-- Source records --
———
PR #688, opened 2021-12-16
scripts/upload-ami: add support for making Aliyun images public

miabbott:
This allows us to configure Aliyun images as publicly available,
similar to what we do with AMIs.

I refactored a good chunk of the code to be a bit more reusable across
clouds.

Ideally, we'd have more of this in `coreos-assembler`, but this is
(hopefully) a short-term bandaid.

(See coreos/coreos-assembler#2604 where the `aliyun` CLI was added.)

### DIFF
--- a/scripts/upload-ami
+++ b/scripts/upload-ami
@@ -14,6 +14,11 @@ OPENSHIFT_CI_ACCOUNT = "460538899914"
 OPENSHIFT_DEV_ACCOUNT = "269733383066"
 OPENSHIFT_MARKETPLACE_TEST_ACCOUNT = "125666959065"
 
+# See https://issues.redhat.com/browse/SPLAT-193 for account values
+OPENSHIFT_ALIYUN_CI = "5920522175273455"
+OPENSHIFT_ALIYUN_DEV = "5807403157081522"
+OPENSHIFT_ALIYUN_QE = "5724326381648897"
+
 # Since we run all tests on QEMU, and as of today don't have really
 # any tests that are specific to a cloud provider, we just run
 # basic sanity checks.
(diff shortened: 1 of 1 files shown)


scripts/upload-ami
```diff
@@ -26,6 +31,39 @@ ALIYUN = 'aliyun'
...
+    with open(f"builds/{build_id}/{arch}/meta.json") as meta_f:
+        meta = json.load(meta_f)
+    image_id = None
+
+    if cloud_id == AWS:
+        for region in meta['amis']:
+            if region['name'] == region_id:
+                image_id = region['hvm']
+
+    if cloud_id == ALIYUN:
```
cgwalters, line 57: Minor nit, I think this should be `else if` since the cases are mutually exclusive.

scripts/upload-ami
```diff
@@ -61,6 +99,40 @@ def upload_to_cloud(buildid, region, bucket, suffix=None, public=False):
...
+        arch = subprocess.check_output(["cosa", "basearch"], text='UTF-8').strip()
+        image_id = find_image_id(cloud, region, buildid, arch)
+        share_cmd = ['aliyun', '--endpoint', get_aliyun_endpoint(region), 'ecs',
+                      'ModifyImageSharePermission', '--region', region,
+                      '--ImageId', image_id]
+
+        # The aliyun CLI will return an error if you try to share an image with
+        # your own account, so this is a hack to prevent that from happening
+        # in a RHCOS devel pipeline scenario
+        aliyun_accts = [OPENSHIFT_ALIYUN_CI, OPENSHIFT_ALIYUN_DEV, OPENSHIFT_ALIYUN_QE]
```
cgwalters, line 114: I think it'd be more obvious to have this be a constant at the top; otherwise someone adding a new account e.g. `_STAGE` will also need to remember to hunt down and append to this list in the middle of the code.

scripts/upload-ami
```diff
@@ -61,6 +99,40 @@ def upload_to_cloud(buildid, region, bucket, suffix=None, public=False):
...
+        whoami_cmd = ['aliyun', 'sts', 'GetCallerIdentity']
+        out = subprocess.check_output(whoami_cmd, text='UTF-8')
+        whoami_dict = json.loads(out)
```
cgwalters, line 117:
```suggestion
        json.loads(subprocess.check_output(whoami_cmd, text='UTF-8'))
```

scripts/upload-ami
```diff
@@ -61,6 +99,40 @@ def upload_to_cloud(buildid, region, bucket, suffix=None, public=False):
...
+            if acct != whoami_id:
+                account_num += 1
+                share_cmd.extend(['--AddAccount.{}'.format(account_num), acct])
+
+        try:
+            print(share_cmd)
+            subprocess.check_call(share_cmd)
+        except subprocess.CalledProcessError as upload_err:
+            print("Failed to grant access to image! Error: {}".format(upload_err))
+            raise
```
cgwalters, line 134: I think *both* printing and re-throwing errors is an anti-pattern.  Instead perhaps:

```suggestion
            raise SystemExit(f"Failed to grant access to image: {upload_err}")
```

A bit like https://github.com/coreos/coreos-assembler/blob/6ac16f68b8842ca853a8b1dd41a2e38ee3095dac/src/cmd-build-validate#L50

cgwalters: (here and other places)

cgwalters (commented):
Only some nits, I didn't review the real logic in depth.

> Ideally, we'd have more of this in coreos-assembler, but this is (hopefully) a short-term bandaid.

I'm really skeptical of that...did https://github.com/openshift/os/pull/690 to try to explain this more

cgwalters:
/approve
though to be clear

miabbott:
> Only some nits, I didn't review the real logic in depth.
> 
> > Ideally, we'd have more of this in coreos-assembler, but this is (hopefully) a short-term bandaid.
> 
> I'm really skeptical of that...did #690 to try to explain this more

If I'm being really honest with myself, I probably should have done the work to land it in `cosa`, but I have a much easier time working with Python, so I went in this direction.

miabbott:
/hold

I'm exploring putting the public functionality into `ore`

miabbott:
/close

See: coreos/coreos-assembler#2648, coreos/coreos-assembler#2662, coreos/coreos-assembler#2670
———
-- Activity --
Print all records shown above, word for word.

-- Response area --
PR #688, opened 2021-12-16
scripts/upload-ami: add support for making Aliyun images public

miabbott:
This allows us to configure Aliyun images as publicly available,
similar to what we do with AMIs.

I refactored a good chunk of the code to be a bit more reusable across
clouds.

Ideally, we'd have more of this in `coreos-assembler`, but this is
(hopefully) a short-term bandaid.

(See coreos/coreos-assembler#2604 where the `aliyun` CLI was added.)

### DIFF
--- a/scripts/upload-ami
+++ b/scripts/upload-ami
@@ -14,6 +14,11 @@ OPENSHIFT_CI_ACCOUNT = "460538899914"
 OPENSHIFT_DEV_ACCOUNT = "269733383066"
 OPENSHIFT_MARKETPLACE_TEST_ACCOUNT = "125666959065"
 
+# See https://issues.redhat.com/browse/SPLAT-193 for account values
+OPENSHIFT_ALIYUN_CI = "5920522175273455"
+OPENSHIFT_ALIYUN_DEV = "5807403157081522"
+OPENSHIFT_ALIYUN_QE = "5724326381648897"
+
 # Since we run all tests on QEMU, and as of today don't have really
 # any tests that are specific to a cloud provider, we just run
 # basic sanity checks.
(diff shortened: 1 of 1 files shown)


scripts/upload-ami
```diff
@@ -26,6 +31,39 @@ ALIYUN = 'aliyun'
...
+    with open(f"builds/{build_id}/{arch}/meta.json") as meta_f:
+        meta = json.load(meta_f)
+    image_id = None
+
+    if cloud_id == AWS:
+        for region in meta['amis']:
+            if region['name'] == region_id:
+                image_id = region['hvm']
+
+    if cloud_id == ALIYUN:
```
cgwalters, line 57: Minor nit, I think this should be `else if` since the cases are mutually exclusive.

scripts/upload-ami
```diff
@@ -61,6 +99,40 @@ def upload_to_cloud(buildid, region, bucket, suffix=None, public=False):
...
+        arch = subprocess.check_output(["cosa", "basearch"], text='UTF-8').strip()
+        image_id = find_image_id(cloud, region, buildid, arch)
+        share_cmd = ['aliyun', '--endpoint', get_aliyun_endpoint(region), 'ecs',
+                      'ModifyImageSharePermission', '--region', region,
+                      '--ImageId', image_id]
+
+        # The aliyun CLI will return an error if you try to share an image with
+        # your own account, so this is a hack to prevent that from happening
+        # in a RHCOS devel pipeline scenario
+        aliyun_accts = [OPENSHIFT_ALIYUN_CI, OPENSHIFT_ALIYUN_DEV, OPENSHIFT_ALIYUN_QE]
```
cgwalters, line 114: I think it'd be more obvious to have this be a constant at the top; otherwise someone adding a new account e.g. `_STAGE` will also need to remember to hunt down and append to this list in the middle of the code.

scripts/upload-ami
```diff
@@ -61,6 +99,40 @@ def upload_to_cloud(buildid, region, bucket, suffix=None, public=False):
...
+        whoami_cmd = ['aliyun', 'sts', 'GetCallerIdentity']
+        out = subprocess.check_output(whoami_cmd, text='UTF-8')
+        whoami_dict = json.loads(out)
```
cgwalters, line 117:
```suggestion
        json.loads(subprocess.check_output(whoami_cmd, text='UTF-8'))
```

scripts/upload-ami
```diff
@@ -61,6 +99,40 @@ def upload_to_cloud(buildid, region, bucket, suffix=None, public=False):
...
+            if acct != whoami_id:
+                account_num += 1
+                share_cmd.extend(['--AddAccount.{}'.format(account_num), acct])
+
+        try:
+            print(share_cmd)
+            subprocess.check_call(share_cmd)
+        except subprocess.CalledProcessError as upload_err:
+            print("Failed to grant access to image! Error: {}".format(upload_err))
+            raise
```
cgwalters, line 134: I think *both* printing and re-throwing errors is an anti-pattern.  Instead perhaps:

```suggestion
            raise SystemExit(f"Failed to grant access to image: {upload_err}")
```

A bit like https://github.com/coreos/coreos-assembler/blob/6ac16f68b8842ca853a8b1dd41a2e38ee3095dac/src/cmd-build-validate#L50

cgwalters: (here and other places)

cgwalters (commented):
Only some nits, I didn't review the real logic in depth.

> Ideally, we'd have more of this in coreos-assembler, but this is (hopefully) a short-term bandaid.

I'm really skeptical of that...did https://github.com/openshift/os/pull/690 to try to explain this more

cgwalters:
/approve
though to be clear

miabbott:
> Only some nits, I didn't review the real logic in depth.
> 
> > Ideally, we'd have more of this in coreos-assembler, but this is (hopefully) a short-term bandaid.
> 
> I'm really skeptical of that...did #690 to try to explain this more

If I'm being really honest with myself, I probably should have done the work to land it in `cosa`, but I have a much easier time working with Python, so I went in this direction.

miabbott:
/hold

I'm exploring putting the public functionality into `ore`

miabbott:
/close

See: coreos/coreos-assembler#2648, coreos/coreos-assembler#2662, coreos/coreos-assembler#2670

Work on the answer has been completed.